Configuring the profiles to behave as described requires the pattern directive to be configured as shown below:
pattern { address { base: 0 } stride { Stride: 64 Xrange: "262144B" } size: 64 }
pattern { address { base: 262208 } stride { Stride: 64 Xrange: "262144B" } size: 64 }
After that, the traffic profiles are configured to tag outgoing packets with PartitionIDs by adding the flow_id attribute to the profile configuration as so:
profile { ... flow_id: 2 ... }
To test the cache partitioning policies, simulations using the Way and Max Capacity partitioning policies are run several times with different partition configurations. The number of reported cache misses from each simulation is examined to evaluate the effect of the policies. As the total cache size perfectly fits the 2 requests for the 2 profiles, a 50/50 split of the cache should have no effect on the cache miss ratio.

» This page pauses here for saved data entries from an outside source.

PR #1126, opened 2020-10-02
Send posts directly to Customer.io.

DFurnes:
### What's this PR do?

This pull request updates Rogue to send `campaign_signup_post` events directly to [Customer.io](https://customer.io).

🎯 I updated the `SendPostToCustomerIo` job to talk directly to Customer.io, via the `trackEvent` method in b1147d0.

🚜 I updated the `toCustomerIoPayload` method to include transformations [previously handled by Blink](https://github.com/DoSomething/blink/blob/dfe6d5ef138bd2fb3d66a105d626f4ab6f62d6c5/src/messages/CampaignSignupPostMessage.js#L52-L55) in fb4aa7c.

🚥 I updated tests to mock this method, rather than Blink's `userSignupPost` method in 9d9c491.

This reduces complexity and will allow us to reduce some Heroku costs in the future.

### Relevant tickets

References [Pivotal #174827032](https://www.pivotaltracker.com/story/show/174827032).

### Checklist

### DIFF
--- a/app/Jobs/SendPostToCustomerIo.php
+++ b/app/Jobs/SendPostToCustomerIo.php
@@ -2,17 +2,25 @@
 
 namespace Rogue\Jobs;
 
-use DoSomething\Gateway\Blink;
 use Illuminate\Bus\Queueable;
 use Illuminate\Contracts\Queue\ShouldQueue;
 use Illuminate\Foundation\Bus\Dispatchable;
 use Illuminate\Queue\InteractsWithQueue;
 use Illuminate\Queue\SerializesModels;
+use Illuminate\Support\Facades\Redis;
 use Rogue\Models\Post;
+use Rogue\Services\CustomerIo;
 
 class SendPostToCustomerIo implements ShouldQueue
 {
     use Dispatchable, InteractsWithQueue, Queueable, SerializesModels;
+
+    /**
+     * Delete the job if its models no longer exist.
+     *
+     * @var bool
+     */
+    public $deleteWhenMissingModels = true;
 
     /**
      * The post to send to Customer.io.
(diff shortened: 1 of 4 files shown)


app/Jobs/SendPostToCustomerIo.php
```diff
@@ -2,60 +2,67 @@
...
-    protected $log;
+    protected $post;
 
     /**
      * Create a new job instance.
      *
      * @return void
      */
-    public function __construct(Post $post, $log = true)
+    public function __construct(Post $post)
```
DFurnes, line 37: We'd previously added this `$log` parameter to reduce log volume when running scripts. Now that we're on a shared Papertrail account (rather than per-app add-ons), this is not a significant usage concern.

app/Jobs/SendPostToCustomerIo.php
```diff
@@ -2,60 +2,67 @@
...
     /**
      * Execute the job.
      *
      * @return void
      */
-    public function handle(Blink $blink)
+    public function handle(CustomerIo $customerIo)
     {
-        // Check if the post still exists before sending (might have been deleted immediately if created in Runscope test).
-        if ($this->post && $this->post->signup) {
```
DFurnes, line 50: I was able to replace this conditional with Laravel's new [`$deleteWhenMissingModels`](https://laravel.com/docs/6.x/queues#ignoring-missing-models), above.

app/Managers/PostManager.php
```diff
@@ -61,7 +61,7 @@ public function create($data, $signupId, $authenticatedUserRole = null)
         );
 
         // Save the new post in Customer.io, via Blink.
-        if (config('features.blink') && $shouldSendToCustomerIo) {
+        if ($shouldSendToCustomerIo) {
```
DFurnes, line 64: Since we [check the feature flag within the `CustomerIo` class](https://github.com/DoSomething/rogue/blob/1f7f1f6a9113d078f9304a3e837653bb3eb73795/app/Services/CustomerIo.php#L47-L55), this check is unnecessary. By removing it, we also get these logged on local environments.

lindsayrmaher (approved):
this makes good sense to me!

PR #1128, opened 2020-10-06
Send signups directly to Customer.io & Gambit.

DFurnes:
### What's this PR do?

This pull request updates Rogue to send signup events directly to Customer.io and Gambit, rather than routing this event through Blink. These API calls power email & SMS transactional messages when a user signs up for a campaign.

I've broken this into individual commits for each portion of this task.

This is blocked from merge/deploy until I make some some configuration changes to add Gambit environment variables & feature flag to each environment. I'm preparing that change now and will update this note when it's ready.

This reduces complexity and will help us save on Heroku costs in the future. 💰 

### Relevant tickets

References [Pivotal #174827024](https://www.pivotaltracker.com/story/show/174827024).

### Checklist

### DIFF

The Max Capacity partitioning policy is tested first, with the simulation being run 5 times with 5 different partitioning allocations. The experiments included a 50/50 split, 40/60, 30/70, 20/80 and 10/90. The allocations below 50% show increasing numbers of cache misses with each decrease in capacity, while the misses for allocations at or above 50% remains a constant 4096. This is due to the allocation for requestor with PartitionID 1 being over what the requestor requires. The full results are available in Table 1:
Table 1: cache misses per PartitionID when using varying allocations with the Max Capacity Partitioning policy.
Running equivalent experiments for the Way partitioning policy, with the 2 requestors initially being allocated 4 cache ways each initially (out of the total of 8). The allocations are then changed to 3/5, 2/6 and 1/7 split. Again, the equal allocation results in both requestors experiencing the baseline cache miss count of 4096, with the lower allocations increasing the number of misses. Increasing the allocated cache way count did not affect the number of cache misses similarly to the previous experiment. The full results of the experiment are available in Table 2:
Table 2: cache misses per PartitionID when using varying allocations with the Way Partitioning policy.
The results of the partitioning policies tests show that the cache partitioning mechanism implemented in gem5 functions as intended. It allows for processes to function in isolation, especially in scenarios in which system resource contention is present. The implemented Max Capacity and Way partitioning policies reflect the MPAM specification and allow for design exploration in the area. The MPAM team is looking forward to systems designed using these new features.